Problem requirements:
Taking the listing below, restate word for word each line from the line with "Set(list2, Table(First(list)))" to the line with "if you get that", ends included, and stop there.
--- Data extract ---
Issue #1685, opened 2023-07-21
Remove in ForAll return type issue?


jorisdg:
Set(list, Table({ Name: "One", ID: 1}, { Name: "Two", ID: 2}))
Set(list2, Table(First(list)))

ForAll(list2, Remove(list, ThisRecord))

the return value of this expression:
![image](https://github.com/microsoft/Power-Fx/assets/16008040/f4324f4d-2236-4ef6-85bf-d5408a054d43)

if you get that value and try to iterate the fields on the row like this:
![image](https://github.com/microsoft/Power-Fx/assets/16008040/e7e55b95-b0b6-4cbd-9b4d-fa01f1da0ab1)

you get an exception:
---
Task answer:
Set(list2, Table(First(list)))

ForAll(list2, Remove(list, ThisRecord))

the return value of this expression:
![image](https://github.com/microsoft/Power-Fx/assets/16008040/f4324f4d-2236-4ef6-85bf-d5408a054d43)

if you get that value and try to iterate the fields on the row like this:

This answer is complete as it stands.